* TASK OBJECTIVE *
Copy out exactly the lines from the start of the data to the line containing "value, so this". Include both.

* ENTRIES PROVIDED *
● ● ● ● ●

PR #2794, opened 2026-08-30
feat(mcp): a thin single-model MCP server for SetFit

guyernest:
## A thin single-model MCP server for SetFit

Serves SetFit classification over MCP on the pmcp SDK, so an agent or chat
client can call a model trained with `aprender` as a tool.

Builds on #2618 (now merged). Nothing else is pending.

```
crates/aprender-mcp-setfit           the server        717 lines
crates/aprender-mcp-setfit-lambda    Lambda unit       333 lines
tests/scenarios/                     post-deploy       186 lines
```

### One model per server, deliberately

The consumers are agents wired into a specific business process. A broad ML
toolbox behind one endpoint adds attack and confusion surface with no workflow
value, so this server exposes exactly one tool. `apr mcp` stays the general
developer-toolchain surface — this is not a wrapper around it.

The intent is that this crate is the **template**: the shape you copy to wrap
any other aprender model as its own curated MCP endpoint.

### Transport only

It calls `aprender-core`'s `VerifiedSetFitModel::classify` in-process and
re-implements nothing — no tokenizer, no pooling, no head. That is OPS-03, one
implementation per operation: core's path is the one with fixture-verified
conformance behind it, so a second port here would re-open every conformance
question #2618 settled.

Both crates are `publish = false`. They are deployment units, not libraries to
depend on.

### What runs, and what doesn't

Stated plainly, because "a test that cannot run" is a defect this repo takes
seriously:

- **`tests/e2e_stdio.rs`** drives the real binary over stdio MCP and asserts a
  classification round-trip. Env-gated on `APR_MCP_E2E_SETFIT_MODEL` — no
  SetFit-tagged artifact can be checked in — and it *announces* the skip:
  `E2E-SETFIT-PMCP-001 SKIP: APR_MCP_E2E_SETFIT_MODEL unset — …`. It pins the
  binary with `env!("CARGO_BIN_EXE_...")`, not a PATH lookup.
- **`tests/scenarios/*.yaml` are NOT CI tests.** They need a deployed URL and
  are run by hand:
  `cargo pmcp test run <url> --scenarios tests/scenarios/ --transport jsonrpc`.
  `--transport jsonrpc` is required, not a preference: cargo-pmcp's `test run`
  never issues the initialize step, so the default http transport fails every
  tool_call with "Client not initialized".

### Verification

rc captured directly, never through a pipe:

```
cargo check  -p aprender-mcp-setfit -p aprender-mcp-setfit-lambda
             --all-targets                                  rc=0
cargo test   (both crates)                                  9 passed / 0 failed
cargo clippy --all-targets --no-deps -- -D warnings         rc=0
cargo fmt --all -- --check                                  rc=0
bash scripts/check_publish_safety.sh                        rc=0, 9/9
bash scripts/check_contract_test_binding.sh                 rc=0, PASS
```

The last two are there because #2618 taught me that building and testing a
branch proves the code works, not that it can be shipped.

### Deliberately not in this PR

The CDK stack that puts this on AWS (`deploy/`, ~790 lines, 521 of them a
generated npm lockfile). Adding TypeScript and a node lockfile to a Rust
monorepo is an architectural call worth making on its own, not as a rider on a
server crate. Happy to open it separately if you want it.

### DIFF
--- a/Cargo.lock
+++ b/Cargo.lock
@@ -841,6 +841,7 @@ dependencies = [
  "schemars 1.2.1",
  "serde",
  "serde_json",
+ "thiserror 2.0.18",
  "tokio",
 ]
 
@@ -850,7 +851,6 @@ version = "0.64.0"
 dependencies = [
  "aprender-mcp-setfit",
  "lambda_http",
- "once_cell",
  "pmcp",
  "reqwest 0.12.28",
  "serde_json",
--- a/Cargo.lock
+++ b/Cargo.lock
@@ -833,6 +833,33 @@ dependencies = [
 ]
 
 [[package]]
+name = "aprender-mcp-setfit"
+version = "0.64.0"
+dependencies = [
+ "aprender-core",
+ "pmcp",
+ "schemars 1.2.1",
+ "serde",
+ "serde_json",
+ "tokio",
+]
+
+[[package]]
+name = "aprender-mcp-setfit-lambda"
+version = "0.64.0"
+dependencies = [
+ "aprender-mcp-setfit",
+ "lambda_http",
+ "once_cell",
+ "pmcp",
+ "reqwest 0.12.28",
+ "serde_json",
+ "tokio",
+ "tracing",
+ "tracing-subscriber",
+]
+
+[[package]]
 name = "aprender-monte-carlo"
 version = "0.64.0"
 dependencies = [
@@ -2992,6 +3019,22 @@ dependencies = [
 ]
 
 [[package]]
+name = "aws_lambda_events"
+version = "0.15.1"
+source = "registry+https://github.com/rust-lang/crates.io-index"
+checksum = "7319a086b79c3ff026a33a61e80f04fd3885fbb73237981ea080d21944e1cb1c"
+dependencies = [
+ "base64 0.22.1",
+ "bytes",
+ "http 1.4.2",
+ "http-body 1.0.1",
+ "http-serde",
+ "query_map",
+ "serde",
+ "serde_json",
+]
+
+[[package]]
 name = "axum"
 version = "0.7.9"
 source = "registry+https://github.com/rust-lang/crates.io-index"
@@ -3603,6 +3646,9 @@ name = "bytes"
 version = "1.12.0"
 source = "registry+https://github.com/rust-lang/crates.io-index"
 checksum = "8ae3f5d315924270530207e2a68396c3cc547f6dca3fbdca317cfb1a51edb593"
+dependencies = [
+ "serde",
+]
 
 [[package]]
 name = "bytes-utils"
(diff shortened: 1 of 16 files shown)


noahgift:
PP-066 triage (epic #2873, ticket #2986) — **review only**: this PR is not by the triage owner, so no disposition, no label, no branch edit. Read against `origin/main` @ cdc0acb99 (`gh pr diff 2794`; API names checked with `git grep` on main).

**Blocking once rebased**

1. `crates/aprender-mcp-setfit/Cargo.toml` pins `aprender = { path = "../aprender-core", version = "0.64.0", package = "aprender-core", … }`. The workspace is at **0.65.2**, and cargo refuses a path dependency whose package version does not satisfy the requirement (`^0.64.0` excludes 0.65.x), so the crate cannot resolve after a rebase. Every other in-tree consumer spells it `version = "0.65.2"` (11 manifests; `scripts/bump-version.sh` maintains that literal). Cargo.lock also records both new crates at 0.64.0 and needs regenerating on the rebase.
2. **No check has ever run on this branch** (`gh pr checks 2794` → "no checks reported"; `mergeable: UNKNOWN`). The receipt gate moved to a base-owned `pr-review-quorum.yml` (`pull_request_target` + `merge_group`) in #2985 today, so the first real signal is a rebase plus a maintainer-approved workflow run. Nothing here can be judged until `ci / gate` speaks.

**Should fix before merge**

3. `src/main.rs` hand-rolls the argv parser (`match arg.as_str() { "--model" => … }`). It refuses unknown flags (good), but the repo rule after simular's `--seed` was silently dropped is clap for every binary (`apr` is clap end to end), and the surface dogfood sweep enumerates workspace binaries at runtime and expects `--help`/`--version` to answer — the new `aprender-mcp-setfit` and `bootstrap` bins answer neither.
4. Both integration targets are dark in CI: `tests/e2e_stdio.rs` is env-gated (the visible `SKIP` line is the accepted pattern here — `#[ignore]` is banned) and `tests/embed.rs` is build-gated, and neither is in ci.yml's explicit `--test` list (workspace-test runs `--lib` only). The only CI coverage is the seven unit tests in `lib.rs`. At minimum wire `cargo test -p aprender-mcp-setfit --test e2e_stdio` so CI proves the target compiles and prints the SKIP.
5. cargo-deny: `lambda_http 0.13`, `aws_lambda_events 0.15.1`, `lambda_runtime 0.13`, `query_map`, `http-serde` are new to the tree — their licences need to be in `deny.toml`'s allow list (`cargo deny check licenses` is the C0-1 required check for 0.66). `schemars_derive 1.2.1` adds a third schemars line beside 0.8.22 and 0.9.0 (`multiple-versions = "warn"`, so a warning, not a block).

**Nits**

6. The PR body cites `tests/scenarios/` (186 lines); the files live at `crates/aprender-mcp-setfit/scenarios/`. The README's "See the deploy crate/config added in the deployment phase" now refers to a crate in this same PR.
7. Heads-up, not a defect: the 0.66 crate-name guard (DAG row G-1) counts workspace members (82 today); two `publish = false` deployment units raise that and belong in its allow-list at landing time. `[lib] name = "aprender_mcp_setfit_lambda"` equals the default, so the name rule itself passes.

What reads well: classification stays in-process on `VerifiedSetFitModel::classify` (OPS-03, no second inference path), both bounds come from `contracts/setfit-apr-v1.yaml`, `deny_unknown_fields` is asserted at the schema and through the live server, `spawn_blocking` keeps the protocol loop off the encoder, and `KillOnDrop` reaps the child on a panicking assertion. The `stateless()` + `max_request_bytes` choice for the Lambda is explained by measurement, which is the standard here.

noahgift:

No activity since 2026-09-16 08:25Z; **3 release trains have been cut since** (v0.68.2, v0.68.1, v0.68.0). Age is the only input to this sweep — it is not a judgement on the work, and a train label such as `pp-066/carry-*` is not an exemption.

noahgift:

● ● ● ● ●

* EXPECTED ANSWER *
PR #2794, opened 2026-08-30
feat(mcp): a thin single-model MCP server for SetFit

guyernest:
## A thin single-model MCP server for SetFit

Serves SetFit classification over MCP on the pmcp SDK, so an agent or chat
client can call a model trained with `aprender` as a tool.

Builds on #2618 (now merged). Nothing else is pending.

```
crates/aprender-mcp-setfit           the server        717 lines
crates/aprender-mcp-setfit-lambda    Lambda unit       333 lines
tests/scenarios/                     post-deploy       186 lines
```

### One model per server, deliberately

The consumers are agents wired into a specific business process. A broad ML
toolbox behind one endpoint adds attack and confusion surface with no workflow
value, so this server exposes exactly one tool. `apr mcp` stays the general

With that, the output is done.